(What you need to do)
From the listing below, reproduce word for word the part that opens with the line containing "Correctly handle custom-certs in config tests" and closes with the line containing "Two borosilicate glass"; reproduce nothing else.

•••••

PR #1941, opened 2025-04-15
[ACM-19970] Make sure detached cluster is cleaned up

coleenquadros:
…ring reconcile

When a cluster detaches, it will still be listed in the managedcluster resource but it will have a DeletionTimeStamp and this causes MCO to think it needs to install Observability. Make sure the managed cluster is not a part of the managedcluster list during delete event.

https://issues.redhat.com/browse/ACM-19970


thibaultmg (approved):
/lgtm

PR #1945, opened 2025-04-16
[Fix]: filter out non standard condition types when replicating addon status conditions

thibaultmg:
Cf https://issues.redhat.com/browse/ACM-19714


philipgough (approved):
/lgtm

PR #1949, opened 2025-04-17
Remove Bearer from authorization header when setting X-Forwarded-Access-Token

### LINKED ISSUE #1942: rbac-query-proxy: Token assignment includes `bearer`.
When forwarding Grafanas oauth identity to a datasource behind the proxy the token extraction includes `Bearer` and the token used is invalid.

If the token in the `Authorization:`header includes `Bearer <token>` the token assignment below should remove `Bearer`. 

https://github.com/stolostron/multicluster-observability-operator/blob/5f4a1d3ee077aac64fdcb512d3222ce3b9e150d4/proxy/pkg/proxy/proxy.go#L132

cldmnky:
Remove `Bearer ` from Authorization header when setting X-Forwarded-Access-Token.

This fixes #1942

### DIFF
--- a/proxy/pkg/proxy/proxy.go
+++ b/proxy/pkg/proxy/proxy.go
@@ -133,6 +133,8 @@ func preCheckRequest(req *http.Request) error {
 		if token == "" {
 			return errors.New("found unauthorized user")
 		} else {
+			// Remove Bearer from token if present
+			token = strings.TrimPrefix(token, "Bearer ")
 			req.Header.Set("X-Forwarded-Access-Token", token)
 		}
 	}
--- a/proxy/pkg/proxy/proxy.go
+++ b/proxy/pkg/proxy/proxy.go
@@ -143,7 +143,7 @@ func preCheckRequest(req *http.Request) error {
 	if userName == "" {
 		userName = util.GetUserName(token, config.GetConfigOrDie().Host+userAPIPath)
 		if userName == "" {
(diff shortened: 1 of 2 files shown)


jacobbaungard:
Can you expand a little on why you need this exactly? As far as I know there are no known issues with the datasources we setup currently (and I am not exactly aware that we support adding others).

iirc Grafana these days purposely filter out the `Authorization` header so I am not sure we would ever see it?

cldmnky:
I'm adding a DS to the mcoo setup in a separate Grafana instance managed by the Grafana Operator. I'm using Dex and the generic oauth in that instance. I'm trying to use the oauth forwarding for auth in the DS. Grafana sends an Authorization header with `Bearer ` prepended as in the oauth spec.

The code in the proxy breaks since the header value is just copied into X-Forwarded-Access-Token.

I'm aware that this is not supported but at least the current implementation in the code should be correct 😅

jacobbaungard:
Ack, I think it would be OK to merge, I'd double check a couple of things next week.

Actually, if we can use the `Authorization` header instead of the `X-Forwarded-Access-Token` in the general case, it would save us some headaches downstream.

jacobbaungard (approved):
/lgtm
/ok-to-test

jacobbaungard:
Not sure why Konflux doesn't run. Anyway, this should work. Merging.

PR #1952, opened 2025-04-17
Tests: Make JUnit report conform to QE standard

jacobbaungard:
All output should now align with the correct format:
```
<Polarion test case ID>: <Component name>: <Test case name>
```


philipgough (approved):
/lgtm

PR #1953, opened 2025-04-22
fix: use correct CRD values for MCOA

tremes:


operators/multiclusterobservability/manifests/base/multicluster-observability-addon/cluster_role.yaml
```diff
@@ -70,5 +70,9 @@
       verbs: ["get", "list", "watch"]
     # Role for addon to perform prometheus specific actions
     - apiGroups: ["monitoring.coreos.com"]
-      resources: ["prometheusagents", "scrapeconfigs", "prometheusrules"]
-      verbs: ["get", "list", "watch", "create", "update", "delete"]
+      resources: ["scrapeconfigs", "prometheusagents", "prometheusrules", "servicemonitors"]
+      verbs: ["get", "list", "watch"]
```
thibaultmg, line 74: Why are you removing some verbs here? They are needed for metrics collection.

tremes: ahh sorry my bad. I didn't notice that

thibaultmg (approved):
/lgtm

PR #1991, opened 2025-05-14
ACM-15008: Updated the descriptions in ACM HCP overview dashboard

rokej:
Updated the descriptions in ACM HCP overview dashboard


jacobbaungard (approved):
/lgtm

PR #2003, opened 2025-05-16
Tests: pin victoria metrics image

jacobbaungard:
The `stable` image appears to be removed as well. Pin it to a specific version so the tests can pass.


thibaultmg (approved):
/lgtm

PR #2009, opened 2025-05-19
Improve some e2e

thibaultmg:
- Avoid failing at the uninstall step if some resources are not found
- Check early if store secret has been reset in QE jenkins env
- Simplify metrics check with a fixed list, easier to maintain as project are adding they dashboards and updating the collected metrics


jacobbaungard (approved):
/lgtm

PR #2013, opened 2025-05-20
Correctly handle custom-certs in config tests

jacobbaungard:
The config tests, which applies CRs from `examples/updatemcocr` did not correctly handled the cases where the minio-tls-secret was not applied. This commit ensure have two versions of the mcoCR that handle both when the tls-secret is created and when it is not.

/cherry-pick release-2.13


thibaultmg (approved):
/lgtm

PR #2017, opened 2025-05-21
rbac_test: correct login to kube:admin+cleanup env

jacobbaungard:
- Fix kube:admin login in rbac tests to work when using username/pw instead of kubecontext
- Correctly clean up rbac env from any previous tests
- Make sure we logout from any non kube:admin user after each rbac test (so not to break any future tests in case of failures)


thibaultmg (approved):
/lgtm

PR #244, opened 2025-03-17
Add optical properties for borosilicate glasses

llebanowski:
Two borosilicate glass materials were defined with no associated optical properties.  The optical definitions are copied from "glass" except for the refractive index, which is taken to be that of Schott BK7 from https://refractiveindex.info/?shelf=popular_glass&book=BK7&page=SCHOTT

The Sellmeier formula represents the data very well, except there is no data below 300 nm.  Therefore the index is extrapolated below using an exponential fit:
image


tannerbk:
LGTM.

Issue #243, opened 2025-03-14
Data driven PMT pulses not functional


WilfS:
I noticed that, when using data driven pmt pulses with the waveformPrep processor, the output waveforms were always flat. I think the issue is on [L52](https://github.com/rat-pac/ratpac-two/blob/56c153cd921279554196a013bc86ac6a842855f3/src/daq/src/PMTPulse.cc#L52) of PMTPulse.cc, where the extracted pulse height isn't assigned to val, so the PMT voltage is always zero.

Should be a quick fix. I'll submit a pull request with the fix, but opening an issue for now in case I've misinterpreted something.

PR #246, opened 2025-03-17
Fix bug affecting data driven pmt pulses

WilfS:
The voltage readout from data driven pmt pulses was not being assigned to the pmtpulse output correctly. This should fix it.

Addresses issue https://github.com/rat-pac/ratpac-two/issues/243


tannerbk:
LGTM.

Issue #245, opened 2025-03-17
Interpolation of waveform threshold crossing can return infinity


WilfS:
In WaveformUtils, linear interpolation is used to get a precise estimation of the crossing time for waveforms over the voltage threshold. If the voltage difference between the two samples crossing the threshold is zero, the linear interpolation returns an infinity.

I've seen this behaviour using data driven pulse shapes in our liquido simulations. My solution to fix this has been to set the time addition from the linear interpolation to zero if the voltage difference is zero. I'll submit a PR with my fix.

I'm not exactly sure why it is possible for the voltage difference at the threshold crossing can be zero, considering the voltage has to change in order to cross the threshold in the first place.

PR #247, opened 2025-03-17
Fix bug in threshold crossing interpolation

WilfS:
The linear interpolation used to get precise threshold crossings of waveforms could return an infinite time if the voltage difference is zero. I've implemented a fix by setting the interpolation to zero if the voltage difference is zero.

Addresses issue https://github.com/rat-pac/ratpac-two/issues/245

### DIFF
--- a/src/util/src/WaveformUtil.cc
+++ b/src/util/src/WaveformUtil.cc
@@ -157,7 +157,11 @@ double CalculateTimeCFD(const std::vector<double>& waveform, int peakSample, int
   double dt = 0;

•••••

(Task output)
Correctly handle custom-certs in config tests

jacobbaungard:
The config tests, which applies CRs from `examples/updatemcocr` did not correctly handled the cases where the minio-tls-secret was not applied. This commit ensure have two versions of the mcoCR that handle both when the tls-secret is created and when it is not.

/cherry-pick release-2.13


thibaultmg (approved):
/lgtm

PR #2017, opened 2025-05-21
rbac_test: correct login to kube:admin+cleanup env

jacobbaungard:
- Fix kube:admin login in rbac tests to work when using username/pw instead of kubecontext
- Correctly clean up rbac env from any previous tests
- Make sure we logout from any non kube:admin user after each rbac test (so not to break any future tests in case of failures)


thibaultmg (approved):
/lgtm

PR #244, opened 2025-03-17
Add optical properties for borosilicate glasses

llebanowski:
Two borosilicate glass materials were defined with no associated optical properties.  The optical definitions are copied from "glass" except for the refractive index, which is taken to be that of Schott BK7 from https://refractiveindex.info/?shelf=popular_glass&book=BK7&page=SCHOTT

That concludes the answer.